The owners of The Crocodile vacated their old space in Belltown in November 2020 after their lease expired. And despite pandemic uncertainties, Adam Wakeling, a managing partner of The Crocodile, and his partners were able to secure a 20-year lease on the 30,000 square-foot former El Gaucho space just four blocks away.

They took the move as an opportunity to expand. The old Crocodile was full of history: It was a setting for Cameron Crowe’s film “Singles,” and hosted performances from famous artists from all genres, including Beck, John Mayer, The White Stripes and Sia. But it was also small. The old showroom’s capacity was 500 people, and its Back Bar fit only 100. Now, along with expanded show rooms, hotel rooms, swagged-out greenrooms and a restaurant bar, The Crocodile will include a comedy club in 2022 — something booking partner Hunter Motto says has been desperately needed in Seattle, especially since Comedy Underground closed during the pandemic.

“The old Crocodile was loved, crusty and small,” Motto said. “Now we have showers in the greenroom. Like, what!?”

Wakeling said the new Crocodile was initially supposed to open at the beginning of September. Delays in getting building permits and supply chain issues held up the building process. So, for the last few months, The Crocodile has been scrambling to put its 12 to 15 weekly scheduled shows in other venues around town like Neumos, The Tractor Tavern and Chop Suey.  

“We’re excited about the expansion,” Wakeling said. “We can’t wait to get these shows back in-house.”

Wakeling said the main change to booking in the new space will stem from the Here-After, which will allow The Crocodile to put on comedy shows and maybe even film premieres in the future. But Motto said the larger showroom, which boasts a 40-foot-wide stage, and the hotel rooms (which bands can stay in) make the venue more attractive to larger acts. Madame Lou’s will host developing bands, particularly those that are “femme-forward,” he said, adding that the venue will be a place where “people who have never played Seattle before are going to get their first shot.” 

The main stage at the  relocated and re-imagined Crocodile. (Dean Rutz / The Seattle Times)

Though some patrons of the old Crocodile might miss the old Back Bar’s pizza — made in a red-tile oven that had to be left in the building — the new menu has plenty to offer. 

Since people will have to eat standing at shows, chef Nathan Gerard (formerly of Reckless Noodles, Il Bistro and Terra Plata) decided to stick to handheld food. The opening menu includes patatas bravas (made with fingerling potatoes and bravas sauce), Moroccan roasted lamb and vegetables in flatbread, and a Peruvian-style roasted chicken sandwich with peppers and butter burgers.  

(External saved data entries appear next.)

PR #3037, opened 2026-09-03
chore: sweep @mulmoclaude/core ranges to ^4.6.0 (unblocks main)

isamu:
## Summary

**`main` is currently red, and it blocks every open PR.** `9700bf13b` (`@mulmoclaude/core@4.6.0`) bumped `packages/core/package.json` and nothing else, so every consumer still declares `^4.5.0`:

```
✗ [workspace-lockstep] @mulmoclaude/core: workspace source 4.6.0 is ahead of
  launcher range "^4.5.0" (lower bound 4.5.0) — bump the launcher range to match
```

The Node.js CI run on `9700bf13b` failed on this, and because CI builds each PR *merged into* `main`, unrelated PRs inherit it (that is how I hit it, on #3036).

This sweeps all **15 declarations across 8 `package.json` files** — `dependencies`, `devDependencies` and `peerDependencies` alike — to `^4.6.0`.

| file | occurrences |
|---|---|
| `packages/mulmoclaude/package.json` | 1 |
| `packages/plugins/{accounting,chart,collection,google,html,markdown,mulmoscript}-plugin/package.json` | 2 each |

## Items to Confirm / Review

- **The gate only checks the launcher**, so the seven plugin peer/dev ranges would have stayed stale silently. Per CLAUDE.md an internal range MUST equal `^<latest published>` in *every* manifest that declares it — and a stale caret on a `0.x`/`4.x` peer isn't cosmetic, it pins consumers to the old line. `4.6.0` is confirmed live on npm.
- **No `yarn.lock` change** — these are workspace-internal ranges, resolved by the workspace symlink. `yarn install` produced no lockfile diff, which is the expected outcome and worth confirming in review.
- I swept **only** `@mulmoclaude/core`. I scripted a scan of every workspace-internal dep against its workspace version and found no other stale ranges, so this should be the complete set.
- Deliberately separate from #3036 (the #3018 fix) — that PR is a behaviour change on the MCP shim, this is a release-hygiene sweep. They are independently revertable.

## Testing

`check:launcher-sync` (the failing gate) → OK, plus `yarn install`, `yarn typecheck`, `yarn build` locally green.

## Follow-up

The release flow skipped the consumer sweep that CLAUDE.md requires of a `chore(release)` commit. Worth considering extending `launcherSync.mjs` to check **all** workspace manifests rather than only the launcher, so the next release can't half-land the same way.

## User Prompt

[...]

Issue #10, opened 2026-03-31
feat: restore last session on browser reload


isamu:
## Summary

When the browser is reloaded, the app should automatically restore the most recent conversation session instead of showing a blank state.

## Current behavior

- On page reload, a new empty session is created
- User must manually open session history and click to restore

## Expected behavior

- On page reload, the last active session is automatically loaded
- The conversation messages, role, and canvas state are restored
- If the user was viewing a specific session (not the newest), that session is restored

## Implementation approach

- Store `lastSessionId` in `localStorage` when sending messages or loading sessions
- On mount, fetch sessions and auto-load the stored session (or newest if not found)

PR #3039, opened 2026-09-03
chore: launcherSync checks every workspace, not just the launcher

isamu:
## Summary

Follow-up to #3037 / #3038. Three releases in a row bumped `@mulmoclaude/core` and swept only the launcher, and **each one blocked every open PR** (CI builds each PR merged into `main`). The gate that exists to catch exactly this reported **one** finding while **14 plugin peer/dev declarations stayed stale and entirely unchecked**.

The PR does two things, both about the same failure: a stale range reaching this gate and producing no finding.

### 1. Invariant 6 — every manifest tracks its internal deps

`launcherSync.mjs` only ever looked at `packages/mulmoclaude/package.json`'s `dependencies`. Now, in *every* manifest — root and all 53 workspaces — a range declared on a workspace-internal package must have its lower bound equal to that workspace's version, across `dependencies`, `devDependencies` and `peerDependencies` alike.

That is the rule CLAUDE.md already states; nothing enforced it. It matters because **a caret does not float a consumer forward** — `^4.6.0` resolves `>=4.6.0`, so it pins to the lower bound and withholds every release since from anyone installing that package.

### 2. Closing the ways a range reached the gate unread

The review loop established a failure mode that outlives any single case: **`skipped` is indistinguishable from `pass`.** `main()` excludes skipped findings from the failure count, so anything the parser could not read silently disabled the check for that edge.

| input | before | now |
|---|---|---|
| `4.8.0-beta.2+build.9` (valid SemVer) | unparseable → `skipped` → passes | parsed |
| `4.8.0-beta.1+build.2` vs `^…+build.1` | — | same release (build metadata is outside SemVer precedence) |
| `====4.7.0` (not a range npm accepts) | read as lower bound `4.7.0` → **no finding** | `unsupported-range` — fails |
| `>4.7.0` (excludes the version it names) | read as lower bound `4.7.0` → **no finding** | `unsupported-range` — fails |
| `workspace:*`, tarball URLs, `*` | `skipped` | `skipped` (correct — no version to compare) |

## Measured, not asserted

Replayed the gate against `d36fc4f78`, the commit that broke `main`, in a throwaway worktree — same tree, only the script swapped:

“The concept is building off the different cultures that have supported Seattle through the years and bringing it together with Pacific Northwest ingredients,” he said.

Food will be served from around 3 p.m. to 2 a.m. and will be available to people without concert tickets through the Society Café and the Here-After bar. For now, the whole building will have the same menu, but Gerard has plans for specialized menus for different parts of the building in the future. 

And for those craving the pizza from the Old Croc, he’s serving panzerotti (fried pizza pockets) with mozzarella, tomato sauce and salami. 

People head downstairs to Madame Lou’s at The Crocodile. (Dean Rutz / The Seattle Times)

The new Crocodile, in many ways, is a testament to Seattle’s history. Madame Lou’s is named after Lou Graham, a woman who owned a famous Seattle brothel in the late 1800s and became one of the city’s wealthiest citizens — somebody Motto said was “all but written out of history,” even though she helped the city’s revival after the Great Fire of 1889. And Motto said the main showroom, with the hanging crocodile skeleton, is supposed to look like a natural history museum.

But there’s also little bits of Crocodile history scattered in the building, too, like the huge, curved black booths that now grace Madame Lou’s. Motto said he eventually wants to turn the old boiler room of the building into a mini museum highlighting The Crocodile’s storied past.

And there will be a grand opening in March, Motto said, with details to be released soon.